Soutenir les protections existantes
Nombre de nos protections sont associées à des artefacts (tels que des modèles d'apprentissage automatique et des définitions de règles) qui font l'objet de mises à jour régulières. Ces mises à jour doivent être testées afin d'identifier les régressions et d'y remédier avant qu'elles ne se retrouvent dans l'environnement d'un utilisateur.
Detonate fournit un cadre et une suite d'outils pour automatiser l'analyse impliquée dans ce processus de test. En exploitant un corpus de hachages avec des logiciels connus, bons et mauvais, nous pouvons valider nos protections avant qu'elles ne soient déployées auprès des utilisateurs.
Recherche des menaces
Certains de nos chercheurs en sécurité parcourent quotidiennement l'internet à la recherche de nouvelles menaces. En leur donnant une plateforme facile à utiliser pour tester les logiciels malveillants qu'ils trouvent dans la nature, nous comprenons mieux comment Elastic Security se défend contre ces menaces ou si nous devons mettre à jour nos protections.

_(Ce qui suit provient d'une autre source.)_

PR #1348, opened 2018-04-16
FUSETOOLS-2879 - filter runtime in "New Runtime" wizard

apupier:

# Pull Request Checklist

## General

## Functional

## Maintainability

## Tests

- [ ] Are there unit-tests?
- [x] Are there integration tests (or at least a jira to tackle these)?

## Legal

### DIFF
--- a/editor/plugins/org.fusesource.ide.projecttemplates/src/org/fusesource/ide/projecttemplates/wizards/pages/FuseIntegrationProjectWizardRuntimeAndCamelPage.java
+++ b/editor/plugins/org.fusesource.ide.projecttemplates/src/org/fusesource/ide/projecttemplates/wizards/pages/FuseIntegrationProjectWizardRuntimeAndCamelPage.java
@@ -19,6 +19,8 @@ import java.util.Map;
 import java.util.Set;
 import java.util.regex.Matcher;
 import java.util.regex.Pattern;
+import java.util.stream.Collectors;
+import java.util.stream.Stream;
 
 import org.eclipse.core.databinding.DataBindingContext;
 import org.eclipse.core.databinding.beans.PojoProperties;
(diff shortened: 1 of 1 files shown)


apupier:
for Karaf:
image
for wildly/EAP:
image
for comparison without filter (as it is currently):
image
image


we can notice that several runtimes not Fuse/Karaf/Wildfly/EAP are still appearing but it seems a bug to me. What do you think? @robstryker

apupier:
@lhein @bfitzpat having the list hardcoded makes it easier to see which versions we are supporting and is a bit faster, on the other hand when a new runtime is added, we will need to update this list. Do you have another argument to choose between one those 2 solutions? (we can also start like that and modify in a next iteration)

lhein:
doesn't it work with org.jboss.ide.eclipse.as.runtime.* also? I would prefer if we can make it more dynamic

apupier:
> doesn't it work with org.jboss.ide.eclipse.as.runtime.* also? I would prefer if we can make it more dynamic

no it doesn't work

lhein:
Then I fear I don't understand what the alternative approach to hard coding would be here?

apupier:
> Then I fear I don't understand what the alternative approach to hard coding would be here?

Retrieve all runtimes from our code and filter the list based on ids and the kind of pattern that you mentioned.

lhein:
Actually the later approach is easier to maintain and I would opt for the dynamic approach.

robstryker:
The weird ones still being shown aren't server adapters. They are references to extensions that can be installed. I imagine an API enhancement could be made here to not show those.

apupier:
> The weird ones still being shown aren't server adapters. They are references to extensions that can be installed. I imagine an API enhancement could be made here to not show those.

thanks for the answer. I opened the enhancement request: https://issues.jboss.org/browse/JBIDE-25920

apupier:
> Actually the later approach is easier to maintain and I would opt for the dynamic approach.

updated with dynamic approach.
Maybe some old Wildfly/EAP versions can be filtered out? If yes, we can raise another JIRA enhancement request.

PR #7830, opened 2023-04-13
Make the password reset link clickable.

herpiko:
Currently this is how the email message appears on my inbox. No clickable link. I've to select the particular text then copy and paste it into a browser. This journey is not feasible in mobile phone.

Screenshot 2023-04-13 at 21 56 35

### DIFF
--- a/WcaOnRails/app/views/devise/mailer/reset_password_instructions.html.erb
+++ b/WcaOnRails/app/views/devise/mailer/reset_password_instructions.html.erb
@@ -11,7 +11,7 @@
 </p>
 
 <p>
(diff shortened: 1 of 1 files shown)


danieljames-dj (approved):
LGTM, thanks @herpiko for fixing this.

gregorbg (changes requested):
Rails has a `link_to` helper that can be used here.

Also, this feels like a fix designed for very specific email clients. Mail is very fragile in terms of being classified as spam easily (we have personal experience with that...) How can we be sure that changing this to an a-href link does not conversely affect our "credibility" with the Google Mail client for example?

gregorbg:
Closing due to inactivity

Évaluation des nouvelles protections
En plus de tester les protections existantes, les nouvelles protections risquent d'avoir des interactions négatives avec notre suite existante de capacités superposées. Une nouvelle protection peut être facilement testée seule, mais les tests peuvent cacher des interactions ou des conflits involontaires avec des protections existantes. Detonate nous permet de personnaliser la configuration de la pile Elastic et des protections individuelles afin de trouver et d'identifier plus facilement de tels conflits à un stade précoce du développement.
Quelle est la suite ?
Dans cette publication, nous avons présenté Detonate & et son utilisation chez Elastic. Nous avons discuté des avantages qu'il offre à notre équipe lors de l'évaluation des performances de nos artefacts de sécurité.
Maintenant que vous savez de quoi il s'agit, nous allons expliquer comment fonctionne Detonate. Dans notre prochain article, nous nous pencherons plus en détail sur la mise en œuvre technique de Detonate et sur la façon dont nous sommes en mesure de créer cet environnement en bac à sable dans la pratique.